### Assigned task
Which lines of the entries below hold the word "reason"? Report each of them.

Stored records

PR #1420, opened 2018-07-11
Add findns: directive to config

### LINKED ISSUE #1419: Support find_packages_ns from setup.cfg
Now that #1312 has been merged, closing #97, we support the `find_packages_ns` function in `setup.py`. We should also enable this functionality in `setup.cfg`.

I suggest adding a `find_namespace:` directive. The current `find:` directive is implemented [here](https://github.com/pypa/setuptools/blob/cca86c7f1d4040834c3265ccecdd9e21b4036df5/setuptools/config.py#L512), so I think that would probably be the place to add support for  namespace packages.

Brought to my attention by @agronholm  in https://github.com/pypa/setuptools/issues/97#issuecomment-404195899

silkentrance:
## Summary of changes

- extend documentation on new `findns:` directive
- realize new `findns:` directive

Closes #1419

### Pull Request Checklist
- [x] Changes have tests

### DIFF
--- a/docs/setuptools.txt
+++ b/docs/setuptools.txt
@@ -2389,7 +2389,7 @@ Metadata and options are set in the config sections of the same name.
 * In some cases, complex values can be provided in dedicated subsections for
   clarity.
 
-* Some keys allow ``file:``, ``attr:``, and ``find:`` and ``find_namespace:`` directives i
+* Some keys allow ``file:``, ``attr:``, and ``find:`` and ``find_namespace:`` directives in
   order to cover common usecases.
 
 * Unknown keys are ignored.
--- a/docs/setuptools.txt
+++ b/docs/setuptools.txt
@@ -2389,8 +2389,8 @@ Metadata and options are set in the config sections of the same name.
 * In some cases, complex values can be provided in dedicated subsections for
   clarity.
 
-* Some keys allow ``file:``, ``attr:``, and ``find:`` directives in order to
-  cover common usecases.
+* Some keys allow ``file:``, ``attr:``, and ``find:`` and ``find_namespace:`` directives i
+  order to cover common usecases.
 
 * Unknown keys are ignored.
 
@@ -2479,7 +2479,7 @@ eager_resources          list-comma
 dependency_links         list-comma
 tests_require            list-semi
 include_package_data     bool
-packages                 find:, list-comma
+packages                 find:, find_namespace:, list-comma
 package_dir              dict
 package_data             section
 exclude_package_data     section
@@ -2489,10 +2489,13 @@ py_modules               list-comma
 
 .. note::
 
-    **packages** - The ``find:`` directive can be further configured
+    **packages** - The ``find:`` and ``find_namespace:`` directive can be further configured
     in a dedicated subsection ``options.packages.find``. This subsection
-    accepts the same keys as the `setuptools.find` function:
+    accepts the same keys as the `setuptools.find_packages` and the
+    `setuptools.find_packages_ns` function:
     ``where``, ``include``, and ``exclude``.
+    
+    **find_namespace directive** - The ``find_namespace:`` directive is supported since Python >=3.3.
 
 
 Configuration API
--- a/setuptools/config.py
+++ b/setuptools/config.py
@@ -519,25 +519,25 @@ class ConfigOptionsHandler(ConfigHandler):
         trimmed_value = value.strip()
 
         if not trimmed_value in find_directives:
-          return self._parse_list(value)
+            return self._parse_list(value)
 
         findns = trimmed_value == find_directives[1]
         if findns and not PY3:
-          raise DistutilsOptionError('find_namespace: directive is unsupported on Python < 3.3')
+            raise DistutilsOptionError('find_namespace: directive is unsupported on Python < 3.3')
 
         # Read function arguments from a dedicated section.
         find_kwargs = self.parse_section_packages__find(
             self.sections.get('packages.find', {}))
 
         if findns:
-          from setuptools import find_packages_ns as find_packages
+            from setuptools import find_packages_ns as find_packages
         else:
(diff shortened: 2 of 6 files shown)


silkentrance:
@pganssle Have a look and tell me if that is the right direction. I so, I will continue with implementing required tests.

pganssle:
Is there a reason it can't be `find_namespace`? I'm even dubious about the `find_packages_ns` name, since it seems too obscure to me, I'd rather it be `find_namespace_packages` or something.

pganssle:
The `find_packages_ns` stuff is indeed a completely different discussion so don't worry about that.

pganssle:
This seems like it will work, but the implementation might be a bit cleaner if you do this:

```python
directive = value.split(':', 1)[0]
if directive not in {'find', 'find_namespace'}:
    ...
```

silkentrance:
@pganssle good point, but this will be a different commit

silkentrance:
@pganssle note that with the latest commit I refrained from using string.split() and instead used value.strip().

docs/setuptools.txt
```diff
@@ -2389,8 +2389,8 @@ Metadata and options are set in the config sections of the same name.
 * In some cases, complex values can be provided in dedicated subsections for
   clarity.
 
-* Some keys allow ``file:``, ``attr:``, and ``find:`` directives in order to
-  cover common usecases.
+* Some keys allow ``file:``, ``attr:``, and ``find:`` and ``find_namespace:`` directives i
```
agronholm: Typo at the end?

setuptools/config.py
```diff
@@ -515,21 +515,29 @@ def _parse_packages(self, value):
...
         :rtype: list
         """
-        find_directive = 'find:'
+        find_directives = ['find:', 'find_namespace:']
+        trimmed_value = value.strip()
 
-        if not value.startswith(find_directive):
-            return self._parse_list(value)
+        if not trimmed_value in find_directives:
+          return self._parse_list(value)
```
agronholm: Bad indentation

setuptools/config.py
```diff
@@ -515,21 +515,29 @@ def _parse_packages(self, value):
...
+        if findns:
+          from setuptools import find_packages_ns as find_packages
+        else:
+          from setuptools import find_packages
 
         return find_packages(**find_kwargs)
 
     def parse_section_packages__find(self, section_options):
-        """Parses `packages.find` configuration file section.
+        """Parses `packages.find[ns]` configuration file section.
```
agronholm: Does this really use a `packages.findns` section? The tests do not.

setuptools/tests/test_config.py
```diff
@@ -596,6 +601,59 @@ def test_find_directive(self, tmpdir):
...
+        config.write(
+            '[options]\n'
+            'packages = find_namespace:\n'
+            '\n'
+            '[options.packages.find]\n'
+            'exclude =\n'
+            '    fake_package.sub_one\n'
+        )
+        with get_dist(tmpdir) as dist:
+            assert set(dist.packages) == set(
```
agronholm: You can use a set literal here. Python 2.6 support was dropped in v37.

setuptools/config.py
silkentrance: and there was even more where this came from...

silkentrance: done

docs/setuptools.txt
silkentrance: done

setuptools/tests/test_config.py
silkentrance: The other tests also use the non set literal, should I proceed?

silkentrance: done

silkentrance:
If you comply to the changes, I will proceed with fixing #1421 based upon these changes.

setuptools/tests/test_config.py
```diff
@@ -4,18 +4,23 @@
 from mock import patch
 from setuptools.dist import Distribution, _Distribution
 from setuptools.config import ConfigHandler, read_configuration
+from setuptools.extern.six import PY2, PY3
 
+py2_only = pytest.mark.xfail(not PY2, reason="Test runs on Python 2 only")
```
pganssle: I think these should be `pytest.mark.skip`, not `xfail`.

silkentrance: will have to fix the tests for find_packages_ns as well. you would want to fix the other tests that use that pattern.

agronholm: I concur.

silkentrance: six.PY2 seems to fail when marking tests for specific versions

```
SKIP [1] setuptools/tests/test_config.py:604: Test runs on Python 2 only
```

pganssle: I think that's indicating that the test was skipped. When you mark something `xfail`, it actually *runs* the test and ignores the result if it fails (or if you make it a strict xfail, actually fails the test suite if the test passes). `skip` doesn't run the test at all, so I believe that message is expected.

You are right that we should be switching many `xfail`s over to `skip`. I was planning on doing that at some point, but it takes time to figure out which ones are intended as an actual `xfail` (which generally means "this should work but it's a known bug - when this test starts passing drop this decorator") and which are just using the wrong decorator for `skip`.

silkentrance:
currently working on py2_only/py3_only for test_config. It does not seem to work as expected, reporting false results.

pganssle:
I pushed an updated version with the proper decorator to your branch.

silkentrance:
@pganssle thanks. I did find out about skipif in the morning, too. Yesterday I was way too tired...

silkentrance:
I have refactored out the markers for py2/py3 into a separate module since they had been redeclared. Other test modules can be refactored, too, but I leave it at that for the time being.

### Expected answer
Is there a reason it can't be `find_namespace`? I'm even dubious about the `find_packages_ns` name, since it seems too obscure to me, I'd rather it be `find_namespace_packages` or something.
+py2_only = pytest.mark.xfail(not PY2, reason="Test runs on Python 2 only")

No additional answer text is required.